On 14 September 2018 between 6:09am UTC and 10:56am UTC all requests to the /api/v2/logs endpoint in the EU region returned errors with status code 500. These accounted for 2.43% of all requests to the Management API during this time frame. This issue prevented customers in the EU region from accessing their logs.
We would like to apologize for the impact this had on you and your customers and explain what caused the problem, how we reacted to the incident, and what we are doing to prevent incidents like this from happening in the future.
Customer support tickets and PagerDuty alerts
The first alert of issues with the Elasticsearch cluster that holds customers’ tenant logs was sent via Pagerduty at 04:48 UTC on 14 September 2018. The alert was marked as low priority and should have reached the primary on-call member of our team but the alerts did not reach that person due to delay in receiving notifications from PagerDuty (related to an incident in the PagerDuty platform itself: https://status.pagerduty.com/incidents/nw33wnq4748w). The alert was configured as low urgency. As a result of the priority, it did not get automatically escalated to the secondary on-call.
At 09:21 UTC the Engineering team responsible for tenant logs was notified that several support tickets had been raised by customers unable to access their logs (via the Management API /api/v2/logs, log extensions or the Dashboard).
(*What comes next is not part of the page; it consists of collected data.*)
PR #4342, opened 2019-06-24
Duplicate GAU Allocation Bug

KietTruongSFDO:
# Critical Changes

# Changes

# Issues Closed

# New Metadata

# Deleted Metadata


src/classes/ALLO_Allocations_TDTM.cls
```diff
@@ -547,9 +548,13 @@ public class ALLO_Allocations_TDTM extends TDTM_Runnable {
                 (sObj.get('CampaignId') != null && mapWrapper.containsKey((Id)sObj.get('CampaignId'))))) {
 
                 alloWrapper wrap;
+                Map<Id, Allocation__c> GAUtoAlloMapping;
                 //get wrapper for parent Payment.
-                if (sObj instanceof npe01__OppPayment__c)
+                if (sObj instanceof npe01__OppPayment__c) {
                     wrap = mapWrapper.get((Id)sObj.get('npe01__Opportunity__c'));
+                    GAUtoAlloMapping = new Map<Id, Allocation__c>();
```
jbrandolinisf: This would be easier to follow (further down), if you set an indicator like isPaymentAllocation.  Checking for null/not null for the GAUtoAlloMapping made the intent less clear.

src/classes/ALLO_Allocations_TDTM.cls
```diff
@@ -585,22 +596,60 @@ public class ALLO_Allocations_TDTM extends TDTM_Runnable {
...
+                            }
                         }
                         allo.put('CurrencyIsoCode', sObj.get('CurrencyIsoCode'));
                     }
 
                     if (allo.Percent__c != null) {
                         allo.Amount__c = (amount * allo.Percent__c * .01).setScale(2);
+                        
+                        if (alloInMap != null) {
+                            alloInMap.Amount__c += allo.Amount__c;
```
jbrandolinisf: The way you have this and the one on 601  laid out, you will inflate the GAU amount (more than it should be) if it is a multicurrency org, because both sections will be entered.  Should account for the one on 621, as well, to make sure it does not duplicate in either case.  Btw, you need to make sure the isMultiCurrency stuff carries over to your Consolidated GAUs as well.

src/classes/ALLO_Allocations_TDTM.cls
jbrandolinisf: Would also be fine with the check sObj instanceof npe01__OppPayment__c in all cases, as this is clearer.

src/classes/ALLO_Allocations_TEST.cls
```diff
@@ -188,6 +188,49 @@ private with sharing class ALLO_Allocations_TEST {
         System.assertEquals(8, queryPmts[0].npe01__Payment_Amount__c, 'The payment amount should remain unchanged after the exception is caught.');
     }
 
+    /*******************************************************************************************************
+    * @description When changing the amount of a Payment with Allocations:
+    * Increasing the amount will adjust the percentage allocations.
+    * Decreasing the amount so that the total allocation amount is below the payment amount will adjust
```
jbrandolinisf: Does not reflect actual test.

src/classes/ALLO_Allocations_TDTM.cls
```diff
@@ -577,30 +590,64 @@ public class ALLO_Allocations_TDTM extends TDTM_Runnable {
...
                     }
 
+                    if (allo.Percent__c != null) {
+                        allo.Amount__c = (amount * allo.Percent__c * .01).setScale(2);
+                        
+                    }
+
+                    //Calculate proportional amount for non-percentage based Payment allocations
+                    if (sObj instanceof npe01__OppPayment__c && allo.Percent__c == null) {
+                        allo.Percent__c = allo.Amount__c / wrap.parentAmount * 100;
```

Investigation into Elasticsearch nodes failing
An incident response team was mobilised at 09:30 UTC and convened on a Zoom call to investigate the issue. Within 5 minutes of mobilising, the incident response team was able to confirm that the issue was caused by an Elasticsearch node failing in the EU region. The team members that were present did not have the correct level of access to our systems to identify the root cause of the issue or resolve it. The team proceeded to escalate to our Infrastructure team.
The team responding to the incident had trouble reaching out to the infrastructure team to help debug and resolve the issue. This was caused by a delay in updating PagerDuty on-call rotas, and no calls or push notifications reaching the infrastructure team via their phones for over 1.75 hours after mobilising the incident team.
Delayed response to alerts and reduced support in EU time zones
Following the Security team’s best practices, we restrict administrative access to our systems. Unfortunately, a failure in our alerting processes meant that we were unable to contact any member of our team with administrative access to our core systems until 6 hours after the first alert was sent and 2.75 hours after the first customer support ticket regarding the incident was received.
Enabling additional nodes and resolution
When members of our Infrastructure and SRE teams were able to join the incident Zoom, the root cause of the issue was quickly identified: 3 of 6 Elasticsearch nodes had failed due to out of memory errors. The remaining 3 nodes had not been added to the Elastic Load Balancer (ELB) handling requests to Elasticsearch for customers’ logs due to issues with the automation, so the 3 healthy nodes were not being used by the load balancer.
The issue was resolved for this incident by manually adding the healthy nodes to the load balancer.